## Try it
The stretch wanted below opens at the line containing "PR #73, opened 2022-02-09" and closes at the line containing "Looks good to me!". Please return it exactly, with no other lines.

BEGIN

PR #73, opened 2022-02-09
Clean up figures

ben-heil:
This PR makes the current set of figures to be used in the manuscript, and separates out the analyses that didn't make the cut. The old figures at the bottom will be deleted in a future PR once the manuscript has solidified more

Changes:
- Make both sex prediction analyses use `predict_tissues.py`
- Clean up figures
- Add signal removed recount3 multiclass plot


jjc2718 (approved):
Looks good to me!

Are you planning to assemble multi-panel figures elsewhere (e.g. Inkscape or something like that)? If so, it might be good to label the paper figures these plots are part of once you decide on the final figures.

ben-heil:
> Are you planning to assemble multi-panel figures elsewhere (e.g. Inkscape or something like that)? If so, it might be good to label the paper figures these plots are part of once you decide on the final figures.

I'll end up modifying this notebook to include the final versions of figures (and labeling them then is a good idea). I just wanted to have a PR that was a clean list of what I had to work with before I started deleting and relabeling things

END
BEGIN

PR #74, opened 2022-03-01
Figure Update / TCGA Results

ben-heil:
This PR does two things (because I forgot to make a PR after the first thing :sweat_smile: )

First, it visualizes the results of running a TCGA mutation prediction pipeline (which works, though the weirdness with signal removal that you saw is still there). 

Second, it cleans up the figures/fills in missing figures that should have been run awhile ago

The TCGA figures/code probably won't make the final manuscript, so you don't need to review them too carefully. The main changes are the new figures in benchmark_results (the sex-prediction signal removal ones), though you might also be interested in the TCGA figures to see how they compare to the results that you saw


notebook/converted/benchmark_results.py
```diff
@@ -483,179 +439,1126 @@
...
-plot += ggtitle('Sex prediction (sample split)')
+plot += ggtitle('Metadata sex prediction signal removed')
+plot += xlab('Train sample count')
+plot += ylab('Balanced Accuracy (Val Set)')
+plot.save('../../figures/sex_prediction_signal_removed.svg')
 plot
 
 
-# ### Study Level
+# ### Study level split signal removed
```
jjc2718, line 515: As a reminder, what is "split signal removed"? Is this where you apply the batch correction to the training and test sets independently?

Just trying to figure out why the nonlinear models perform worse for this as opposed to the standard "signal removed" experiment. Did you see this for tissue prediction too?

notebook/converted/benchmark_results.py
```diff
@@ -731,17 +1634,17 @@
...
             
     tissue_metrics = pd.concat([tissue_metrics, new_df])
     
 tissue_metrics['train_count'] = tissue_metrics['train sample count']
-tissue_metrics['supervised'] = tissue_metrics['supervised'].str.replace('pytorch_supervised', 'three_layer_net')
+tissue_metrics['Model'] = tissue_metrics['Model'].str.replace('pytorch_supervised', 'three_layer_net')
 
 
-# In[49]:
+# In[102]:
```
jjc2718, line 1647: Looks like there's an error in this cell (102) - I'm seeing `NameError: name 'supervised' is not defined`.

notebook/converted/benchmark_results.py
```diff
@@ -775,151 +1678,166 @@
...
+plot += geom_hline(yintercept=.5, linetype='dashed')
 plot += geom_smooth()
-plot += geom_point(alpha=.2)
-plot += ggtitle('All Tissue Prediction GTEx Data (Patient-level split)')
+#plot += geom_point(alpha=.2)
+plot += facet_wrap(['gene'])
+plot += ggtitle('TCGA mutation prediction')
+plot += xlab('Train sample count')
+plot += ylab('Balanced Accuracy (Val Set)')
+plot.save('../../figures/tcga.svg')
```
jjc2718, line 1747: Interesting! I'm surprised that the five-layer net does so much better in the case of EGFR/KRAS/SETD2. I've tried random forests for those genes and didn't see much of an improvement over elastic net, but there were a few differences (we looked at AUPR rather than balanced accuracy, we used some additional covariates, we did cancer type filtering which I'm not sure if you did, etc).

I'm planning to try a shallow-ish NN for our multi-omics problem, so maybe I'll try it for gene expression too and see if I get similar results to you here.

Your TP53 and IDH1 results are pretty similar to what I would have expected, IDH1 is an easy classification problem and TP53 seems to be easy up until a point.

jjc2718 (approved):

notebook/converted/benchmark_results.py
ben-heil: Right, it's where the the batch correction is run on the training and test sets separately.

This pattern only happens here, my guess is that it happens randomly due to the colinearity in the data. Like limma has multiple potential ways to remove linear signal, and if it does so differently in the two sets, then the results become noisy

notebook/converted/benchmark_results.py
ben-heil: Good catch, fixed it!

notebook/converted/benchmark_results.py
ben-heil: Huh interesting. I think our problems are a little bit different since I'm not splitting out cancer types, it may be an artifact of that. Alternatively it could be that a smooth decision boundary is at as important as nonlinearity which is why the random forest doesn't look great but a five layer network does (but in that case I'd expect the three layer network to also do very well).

END
BEGIN

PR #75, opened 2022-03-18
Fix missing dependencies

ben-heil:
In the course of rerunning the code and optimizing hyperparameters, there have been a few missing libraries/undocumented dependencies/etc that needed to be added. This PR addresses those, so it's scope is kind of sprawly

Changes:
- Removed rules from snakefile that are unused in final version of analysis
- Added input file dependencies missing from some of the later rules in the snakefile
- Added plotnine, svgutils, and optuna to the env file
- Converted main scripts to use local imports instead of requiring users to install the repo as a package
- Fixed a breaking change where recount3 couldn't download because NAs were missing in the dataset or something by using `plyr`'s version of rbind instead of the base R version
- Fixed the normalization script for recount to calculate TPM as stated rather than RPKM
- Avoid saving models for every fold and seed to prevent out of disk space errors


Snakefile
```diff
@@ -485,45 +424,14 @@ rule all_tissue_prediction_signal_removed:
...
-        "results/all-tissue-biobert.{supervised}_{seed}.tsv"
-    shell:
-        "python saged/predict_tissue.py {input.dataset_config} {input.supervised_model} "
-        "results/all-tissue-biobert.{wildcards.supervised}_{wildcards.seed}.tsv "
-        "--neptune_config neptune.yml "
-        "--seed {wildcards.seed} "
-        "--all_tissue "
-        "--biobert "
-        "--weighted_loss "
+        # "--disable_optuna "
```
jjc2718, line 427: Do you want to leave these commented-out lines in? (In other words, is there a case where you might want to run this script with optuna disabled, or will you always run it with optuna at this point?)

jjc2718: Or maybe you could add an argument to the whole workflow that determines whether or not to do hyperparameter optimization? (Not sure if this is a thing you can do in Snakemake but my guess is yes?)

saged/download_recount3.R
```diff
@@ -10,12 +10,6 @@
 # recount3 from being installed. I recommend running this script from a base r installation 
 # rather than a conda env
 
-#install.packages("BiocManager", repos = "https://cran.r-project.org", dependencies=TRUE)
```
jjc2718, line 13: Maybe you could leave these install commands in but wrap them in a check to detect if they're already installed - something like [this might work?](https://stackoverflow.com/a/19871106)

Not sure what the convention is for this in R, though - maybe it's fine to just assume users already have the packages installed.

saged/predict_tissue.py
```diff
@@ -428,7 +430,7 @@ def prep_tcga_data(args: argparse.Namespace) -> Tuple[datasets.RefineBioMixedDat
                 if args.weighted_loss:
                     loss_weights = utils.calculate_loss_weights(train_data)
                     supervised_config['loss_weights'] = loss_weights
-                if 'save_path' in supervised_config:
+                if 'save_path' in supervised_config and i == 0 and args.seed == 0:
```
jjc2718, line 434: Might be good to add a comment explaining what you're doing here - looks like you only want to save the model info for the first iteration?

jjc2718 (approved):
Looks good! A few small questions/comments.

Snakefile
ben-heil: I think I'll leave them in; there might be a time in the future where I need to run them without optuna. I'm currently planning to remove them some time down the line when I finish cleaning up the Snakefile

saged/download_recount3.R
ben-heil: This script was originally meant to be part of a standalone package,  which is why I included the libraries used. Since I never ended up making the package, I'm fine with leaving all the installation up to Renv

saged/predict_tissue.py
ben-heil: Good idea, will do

END

## Exercise output
PR #73, opened 2022-02-09
Clean up figures

ben-heil:
This PR makes the current set of figures to be used in the manuscript, and separates out the analyses that didn't make the cut. The old figures at the bottom will be deleted in a future PR once the manuscript has solidified more

Changes:
- Make both sex prediction analyses use `predict_tissues.py`
- Clean up figures
- Add signal removed recount3 multiclass plot


jjc2718 (approved):
Looks good to me!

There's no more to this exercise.